ES Node Disconnects after enablign Shield

Hi Team,
Not sure where this topic belongs Shield or Elasticsearch.

We have ELK up and running (1 master, 1 client and 4 data nodes) and now we implemented Shield (Active Directory), this is also working fine as far as user authentication and authorization is concern.

But, i am continuously facing a problem, Kibana is getting timedout. And reason being Elasticsearch cluster becomes RED. Then it auto recovers and becomes GREEN. It's going on regularly, obviously i can query only when ES is not RED.

ES Logs says node discovery is getting timed out.

PFB elasticsearch discovery settings, rest settings are default:

--------------------------------- Discovery ----------------------------------

discovery.zen.ping.multicast.enabled: true
discovery.zen.ping.unicast.hosts: ["..1.55","..1.254","..11.99", "..11.98","..1.134","..1.50"]

ES Master node log message is a

ttached.

Another issue is: "failed to execute bulk item (index) index" where as my logstash role has all access:

POST /_shield/role/logstash
{
"cluster": ["all"],
"indices": [
{
"names": [ "" ],
"privileges": ["
"]
}
]
}

Thanks & Regards

Please don't use screenshots for logs; it is really hard to parse. I'd recommend putting logs in a gist or using pastebin. It looks like you are hitting timeouts on node stats actions. Are your nodes overloaded? Do you have GC issues or anything like that.

I got a 5000 word limit restriction so i quickly uploaded snapshot.

Nodes may be overloaded due to data volume, what can be done here? But node's CPU (< 20) and Mem (<60) utilization is low, adding more node will help?

I don't think it's GC issue without Shiled everything works perfectly. I am suspecting, nodes are pinging each other to collect status and this activity is getting delayed because of shield, some authorization delay may be?

I validate system_key and also enabled shield audit, it doesn't say any issue.

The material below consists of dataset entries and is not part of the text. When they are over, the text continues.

PR #504, opened 2023-06-19
CORGI-725 relations softwarebuild fk

jasinner:
Added SoftwareBuild ForeignKey to ProductComponentRelations table. We have to allow NULL on this field, and also keep the old build_id, and build_type fields because we often create the Relation before we create the SoftwareBuild. However as long as we update the new SoftwareBuild field each time we create a new SoftwareBuild object we can utilize it to query Relations by build.

On set CASCADE to SET_NULL so that deleting a SoftwareBuild object does not also delete the associated Relations. This will allow re-processing that relation to create the SoftwareBuild again. If you want to completely delete a SoftwareBuild, you'll need to delete the Relation as well.


jasinner:

corgi/core/migrations/0071_productcomponentrelation_sb_fk_data.py
```diff
@@ -0,0 +1,27 @@
...
+    for relation in ProductComponentRelation.objects.all():
+        try:
+            sb_pk = SoftwareBuild.objects.get(
+                build_id=relation.build_id, build_type=relation.build_type
+            )
+        except SoftwareBuild.DoesNotExist:
+            sb_pk = None
+        if sb_pk:
+            relation.software_build = sb_pk
+            relation.save()
```
juspence: Let's add a filter so that if the migration takes too long and has to be rerun manually, we'll continue where we left off instead of reprocessing all the relations again. We should also use .iterator() in migrations to avoid exhausting the init pod's memory:
```suggestion
    for relation in ProductComponentRelation.objects.filter(software_build__isnull=True).iterator():
        with transaction.atomic():
            sb_pk = SoftwareBuild.objects.filter(
                build_id=relation.build_id, build_type=relation.build_type
            ).values_list("pk", flat=True).first()
            if sb_pk:
                relation.software_build = sb_pk
                relation.save()
```

Trying to do everything in a single query instead of making one per relation should be faster, but I'm not sure if below will work. This avoids the risk of a long-running migration that will probably time out:
```suggestion
    relations_to_update = ProductComponentRelation.objects.filter(software_build__isnull=True)
    relation_build_ids = relations_to_update.values_list("build_id", flat=True)
    existing_build_ids = dict(SoftwareBuild.objects.filter(build_id__in=relation_build_ids).values_list("build_id", "pk"))
    for relation in relations_to_update.iterator():
        with transaction.atomic():
            # Get the UUID / PK of the build using the Brew build_id as mapping key
            existing_build_id = existing_build_ids.get(relation.build_id)
            if existing_build_id:
                relation.software_build = existing_build_id
                relation.save()
```

juspence (commented):
First of all, I'm really happy to see this change. I have one suggestion about the migration I wanted to mention ASAP, but feel free to ignore if it complicates things or you don't like the way it reads. Even if the current migration fails to run automatically, we can always run it manually if needed, it's just a little annoying to remember to do this during a prod release.

I'm submitting that comment only for now, since I won't have time to actually look at the rest of the code until later tomorrow. I have a bunch of other PRs in my queue to look at and I need to finish tests for CORGI-691. Sorry for the delay in getting to this one.

corgi/core/models.py
```diff
@@ -384,36 +382,8 @@ def components(self) -> "ComponentQuerySet":
...
-            return (
-                ProductComponentRelation.objects.filter(product_ref__in=product_refs)
-                .values_list("build_id", "build_type")
-                .distinct()
-                .using("read_only")
-            )
-        # Else no product variants or product streams - should never happen
-        return ProductComponentRelation.objects.none()
+        """Returns distinct software builds associated with this Product instance via components"""
+        return self.components.values_list("software_build", flat=True).distinct()
```
juspence: I wrote that TODO comment, but I think maybe Jim (or someone else?) said it wouldn't necessarily give the right results in all cases. I'm fine with the change if you've tested and it works, just wanted to give a heads-up.

I also can't remember if we define a default ordering on the Component model or not. If we do, clearing that ordering here will avoid some unnecessary sorting that can slow things down:
```suggestion
        return self.components.values_list("software_build", flat=True).order_by().distinct()
```

corgi/tasks/brew.py
```diff
@@ -576,35 +584,25 @@ def fetch_unprocessed_relations(
...
+            # It was done to avoid updating the collector models not to use build_id as
+            # a primary key. It's possible because the only product stream (openstack-rdo)
+            # stored in CENTOS koji doesn't use modules
+            slow_fetch_brew_build.delay(
+                relation.build_id, SoftwareBuild.Type.CENTOS, force_process=force_process
+            )
             processed_builds += 1
+            continue
+        slow_fetch_modular_build.delay(relation.build_id, force_process=force_process)
+        processed_builds += 1
```
juspence: Minor: I think if / else is a little clearer than if / continue, since it avoids duplicating the processed_builds counter:
```suggestion
        else:
            slow_fetch_modular_build.delay(relation.build_id, force_process=force_process)
        processed_builds += 1
```

corgi/tasks/brew.py
```diff
@@ -576,35 +584,25 @@ def fetch_unprocessed_relations(
         query &= Q(created_at__gte=created_since)
     relations_query = (
         ProductComponentRelation.objects.filter(query)
-        .values_list("build_id", "build_type")
-        .distinct()
+        .filter(software_build=None)
         .using("read_only")
```
juspence: Not related to this change, and I guess it's been working fine, but I'd be worried about using the read-only DB for tasks which need to process data / write results back. If there were a large amount of replication lag, we could get stale data from the read-only copy and write it back to the default DB, which could cause weird heisenbugs that are very hard to troubleshoot.

In this case, I think we'd fail to process some of the unprocessed relations, whenever they've been created in the default DB but haven't yet been replicated to the read-only copy.
```suggestion
```

corgi/tasks/management/commands/loadunprocessedrelations.py
```diff
@@ -14,15 +14,8 @@ def add_arguments(self, parser: CommandParser) -> None:
...
-            "--save_only",
-            action="store_true",
-            help="Call fetch anyway to save the product taxonomy if build already exists",
-        )
 
     def handle(self, *args, **options):
-        processed_builds = 0
         if options["product_ref"]:
             if (
                 not ProductComponentRelation.objects.db_manager("read_only")
```
juspence: Not related to this change, and I guess it's been working fine, but I'd be worried about using the read-only DB for tasks which need to process data / write results back. If there were a large amount of replication lag, we could get stale data from the read-only copy and write it back to the default DB, which could cause weird heisenbugs that are very hard to troubleshoot.

In this case, I think we'd fail to process some of the unprocessed relations, whenever they've been created in the default DB but haven't yet been replicated to the read-only copy.
```suggestion
                not ProductComponentRelation.objects
```

corgi/tasks/rhel_compose.py
```diff
@@ -63,16 +63,15 @@ def get_builds(
         relations_query = relations_query.filter(product_ref=stream_name)
 
     processed_builds = 0
-    for build_id, build_type in (
-        relations_query.values_list("build_id", "build_type").distinct().iterator()
+    for build_id in (
+        relations_query.filter(software_build=None)
+        .exclude(build_type=SoftwareBuild.Type.CENTOS)
```
juspence: This is good, but let's add a comment explaining why:
```suggestion
        # We don't support modular builds in composes for CENTOS
        .exclude(build_type=SoftwareBuild.Type.CENTOS)
```
We should also move up the .filter() and .exclude() logic to where relations_query is originally defined at the start of this task on line 57, just to keep things cleaner.

tests/test_manifests.py
```diff
@@ -436,14 +436,12 @@ def setup_products_and_components_upstreams():
     # The product_ref here is a variant name but below we use it's parent stream
     # to generate the manifest
     ProductComponentRelationFactory(
-        build_id=str(build.build_id),
-        build_type=build.build_type,
+        software_build=build,
```
juspence, line 439: Do we still need to set build_id and build_type manually using build.build_id and build.build_type? Otherwise the relation factory will probably generate them using a random value that's not related to the build, right? Or does it not matter in this case?

tests/test_model.py
```diff
@@ -284,8 +284,7 @@ def test_product_component_relations():
     ProductComponentRelation.objects.create(
         type=ProductComponentRelation.Type.COMPOSE,
         product_ref=rhel_7_1.name,
-        build_id=build_id,
-        build_type=sb.build_type,
+        software_build=sb,
```
juspence, line 287: As above, we might need to set build_id and build_type on the relation here. I guess maybe it's not needed if tests still pass so we aren't asserting on the value, but I can see this causing problems in the future.

tests/test_model.py
```diff
@@ -321,49 +321,58 @@ def test_product_stream_builds():
     rhel_8_2_base_build = SoftwareBuildFactory()
     rhel_7_1_build = SoftwareBuildFactory()
     rhel, rhel_7, rhel_7_1, _, rhel_8_1, rhel_8_2, rhel_8_2_base = create_product_hierarchy()
+    # ProductModel.builds now uses components to lookup builds, so we need to create Components
+    # and call save_product_taxonomy on the builds to ensure we have the connection from streams
+    # to builds via components
```
juspence, line 328: Aha, this was what Jim (or somebody) mentioned. Using ProductModel.components to find ProductModel.builds means that we have to have already processed the relations and saved their taxonomies. The old ProductModel.builds showed build IDs from relations even when they hadn't been processed yet.

Again, I'm fine with the change but I'm also not an expert on what the implications are. I guess let's just be careful we understand how .builds is used. Or if there are no usages and .builds is only needed to show stuff in the web API, then this is completely fine.

tests/test_model.py
```diff
@@ -321,49 +321,58 @@ def test_product_stream_builds():
...
+    rhel_8_2_build.save_product_taxonomy()
     ProductComponentRelation.objects.create(
         type=ProductComponentRelation.Type.CDN_REPO,
         # This is a product variant ref, and also a child of rhel_8_2 stream
         product_ref=rhel_8_2_base.name,
-        build_id=rhel_8_2_base_build.build_id,
+        software_build=rhel_8_2_base_build,
     )
+    c82base = ComponentFactory(software_build=rhel_8_2_base_build)
+    ComponentNode.objects.create(obj=c82base, purl=c82base.purl, parent=None)
```
juspence:
```suggestion
    rhel_8_2_base_component = ComponentFactory(software_build=rhel_8_2_base_build)
    ComponentNode.objects.create(obj=rhel_8_2_base_component, purl=rhel_8_2_base_component.purl, parent=None)
```

tests/test_model.py
```diff
@@ -321,49 +321,58 @@ def test_product_stream_builds():
...
+    rhel_8_2_base_build.save_product_taxonomy()
     ProductComponentRelation.objects.create(
         type=ProductComponentRelation.Type.BREW_TAG,
         # This is a product stream ref only
         product_ref=rhel_7_1.name,
-        build_id=rhel_7_1_build.build_id,
+        software_build=rhel_7_1_build,
     )
+    c71 = ComponentFactory(software_build=rhel_7_1_build)
+    ComponentNode.objects.create(obj=c71, purl=c71.purl, parent=None)
```
juspence:
```suggestion
    rhel_7_1_component = ComponentFactory(software_build=rhel_7_1_build)
    ComponentNode.objects.create(obj=rhel_7_1_component, purl=rhel_7_1_component.purl, parent=None)
```

tests/test_model.py
```diff
@@ -321,49 +321,58 @@ def test_product_stream_builds():
...
+    # to builds via components
     ProductComponentRelation.objects.create(
         type=ProductComponentRelation.Type.COMPOSE,
         # This is a product stream ref
         product_ref=rhel_8_2.name,
-        build_id=rhel_8_2_build.build_id,
+        software_build=rhel_8_2_build,
     )
+    c82 = ComponentFactory(software_build=rhel_8_2_build)
+    ComponentNode.objects.create(obj=c82, purl=c82.purl, parent=None)
```
juspence: Let's please not use cryptic variable names like this. rhel_8_2_component is much easier to understand.
```suggestion
    rhel_8_2_component = ComponentFactory(software_build=rhel_8_2_build)
    ComponentNode.objects.create(obj=rhel_8_2_component, purl=rhel_8_2_component.purl, parent=None)
```

corgi/tasks/brew.py
```diff
@@ -96,6 +95,16 @@ def slow_fetch_brew_build(
...
+    if created:
+        try:
+            relation = ProductComponentRelation.objects.get(
+                build_id=build_id, build_type=build_type
+            )
+        except ProductComponentRelation.DoesNotExist:
+            pass
+        else:
+            relation.software_build = softwarebuild
+            relation.save()
```
juspence: You can just move these inside the try block, there's no need for a separate else block here. And actually we should do that, then use a transaction or .update() to avoid race conditions where we overwrite some data:
```suggestion
        relation = ProductComponentRelation.objects.filter(
            build_id=build_id, build_type=build_type, software_build__isnull=True
        ).update(software_build=softwarebuild)
```
This might be a silly question, but isn't it possible we'll have more than one relation for the same build_id? We could relate the build to a stream with a Brew tag OR to a variant with an erratum, and hopefully never both if our data and process is sane.

But we could also have compose relations, Pulp or Yum CDN_REPO relations, and other types I'm forgetting, right? My updated version should handle this fine either way, but I want to confirm I'm understanding relations correctly.

corgi/tasks/brew.py
```diff
@@ -515,29 +532,21 @@ def load_brew_tags(build_id: str, brew_tags: list[str]) -> int:
...
+            # We do this inline instead of via create_relations function because
+            # it's the only time we call it where we have a software_build object created
+            _, created = ProductComponentRelation.objects.get_or_create(
+                external_system_id=tag,
+                product_ref=stream_name,
+                build_id=software_build.build_id,
+                build_type=build_type,
+                software_build=software_build,
+                defaults={"type": ProductComponentRelation.Type.BREW_TAG},
+            )
```
juspence: get_or_create arguments should only use fields that appear in a unique_together constraint, in order to guarantee it behaves atomically. In this case, I think that's external_system_id, product_ref, and build_id. Maybe build_type was added to the constraint as well.

If build_type isn't part of the unique_together constraint, it should be added, or we should move all the build_type values into the defaults dict.

software_build should also be part of the defaults dict, and we should probably switch this to use update_or_create instead.

Sorry for completely forgetting about this until just now. Can you please check the rest of your changes to make sure all other get_or_create / update_or_create usages are atomic?

```suggestion
            _, created = ProductComponentRelation.objects.update_or_create(
                external_system_id=tag,
                product_ref=stream_name,
                build_id=software_build.build_id,
                defaults={
                    "type": ProductComponentRelation.Type.BREW_TAG
                    "build_type": build_type,
                    "software_build": software_build,
                },
            )
```

juspence (approved):
I see some possible issues that need to be addressed, but once those are fixed LGTM.

corgi/core/migrations/0071_productcomponentrelation_sb_fk_data.py
jasinner: Good idea to add the ability to restart and using an iterator. I don't think the 2nd option will work well in community instance as we can have build_ids from KOJI/CENTOS which overlap, so we need to lookup the tuple of build_id/build_type.

corgi/tasks/brew.py
jasinner: Yes, there are often multiple relations for the same build. You question made me review the SoftwareBuild.get_product_details function used by SoftwareBuild.save_product_taxonomy and I think there is a bug there where if a build is associated with a Stream it will also be incorrectly be associated with all variants and channels in that stream family. We should stop doing that.
It's fine to assume that build to variant mapping also includes all parents in the hierarchy it's not correct to say that just because a build is associated with a stream, that it also can be associated with all the variant children of that stream. We should instead be relying on ERRATA_TOOL relations to determine if a build is associated with a variant or not. I think doing this will enable us to build SBOM per variant. SBOM per variant should allow EL8/9 versions of SBOM and probably other variant related features as well.

I filed CORGI-728 to address this.

corgi/core/models.py
jasinner: Querying for builds this way is really slow, now that we have a foreign key between SoftwareBuild and ProductComponentRelation I think it might actually be better to revert this to the old way, but just add a filter excluding relations where software_build is None.

This builds function is only used to get a build count in the API and tests today. However it's often a useful function to use in scripts, and probably more useful if it returned SoftwareBuild objects rather than Relations.

tests/test_model.py
jasinner: I removed these Component references.

tests/test_model.py
jasinner: I removed these Component references.

tests/test_model.py
jasinner: Since we only use the .builds function to get a count on the number of builds for a ProductModel I think the change here to exclude unprocessed builds from the count will have no negative impacts.

tests/test_model.py
jasinner: Ok, I added them back.

tests/test_manifests.py
jasinner: I'll add them back just in case.

corgi/tasks/rhel_compose.py
jasinner: Ok, good idea.

corgi/tasks/management/commands/loadunprocessedrelations.py
jasinner: It's possible I suppose, removing read_only here.

corgi/tasks/brew.py
jasinner: good idea.

corgi/tasks/brew.py
jasinner: ok

corgi/tasks/brew.py
jasinner: Build_type is part of the unique_together constraint. I moved software_build to defaults dict thought, thanks for noticing that.

This is the only place I added a *_create.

[2016-10-25 13:03:08,791] [es-master-node] [transport] [access_granted] origin_type=[local_node], origin_address=[..1.55], principal=[__marvel_user], action=[cluster:monitor/nodes/stats]
[2016-10-25 13:03:08,791] [es-master-node] [transport] [access_granted] origin_type=[local_node], origin_address=[..1.55], principal=[__marvel_user], action=[cluster:monitor/nodes/stats[n]]
[2016-10-25 13:03:08,792] [es-master-node] [transport] [access_granted] origin_type=[local_node], origin_address=[..1.55], principal=[__marvel_user], action=[indices:data/write/bulk]
[2016-10-25 13:03:08,793] [es-master-node] [transport] [access_granted] origin_type=[local_node], origin_address=[..1.55], principal=[__marvel_user], action=[indices:data/write/bulk[s]], indices=[.marvel-es-data-1,.marvel-es-data-1,.marvel-es-data-1,.marvel-es-data-1,.marvel-es-data-1]
[2016-10-25 13:03:09,033] [es-master-node] [transport] [tampered_request] origin_type=[transport], origin_address=[..11.99], action=[internal:discovery/zen/unicast]
[2016-10-25 13:03:09,119] [es-master-node] [rest] [anonymous_access_denied] origin_address=[..1.71], uri=[/_bulk]
[2016-10-25 13:03:09,409] [es-master-node] [transport] [access_granted] origin_type=[transport], origin_address=[..1.254], principal=[kibana-admin], action=[cluster:monitor/health], indices=[.kibana]
[2016-10-25 13:03:09,411] [es-master-node] [transport] [access_granted] origin_type=[transport], origin_address=[..1.254], principal=[kibana-admin], action=[cluster:monitor/health], indices=[.kibana]
[2016-10-25 13:03:09,570] [es-master-node] [transport] [tampered_request] origin_type=[transport], origin_address=[..11.98], action=[internal:discovery/zen/unicast]
[2016-10-25 13:03:10,532] [es-master-node] [transport] [tampered_request] origin_type=[transport], origin_address=[..11.99], action=[internal:discovery/zen/unicast]
[2016-10-25 13:03:11,059] [es-master-node] [rest] [anonymous_access_denied] origin_address=[..1.71], uri=[/_nodes/http]
[2016-10-25 13:03:11,071] [es-master-node] [transport] [tampered_request] origin_type=[transport], origin_address=[..11.98], action=[internal:discovery/zen/unicast]
[2016-10-25 13:03:11,130] [es-master-node] [rest] [anonymous_access_denied] origin_address=[..1.71], uri=[/_bulk]

Thanks & Regards,

System key is the same on all of the nodes? It doesn't look like it is. The tampered request messages are indicative of a bad signature/system key mismatch:

[2016-10-25 13:03:09,033] [es-master-node] [transport] [tampered_request] origin_type=[transport], origin_address=[..11.99], action=[internal:discovery/zen/unicast]

:slight_smile:

Yes, system key is same on all nodes but i forgot to change file permission on two of the nodes. Still i am facing timeout issue on Kibana but i believe it's due to ES performance not shiled as no such error. I will debug that more.

Thanks Jay...

Hi Jay,
Kibana is still getting timed out, please suggest why "cluster:monitor/nodes/stats[n]" is getting timed out? After shield implementation elaticsearch is using which role for internal node stats?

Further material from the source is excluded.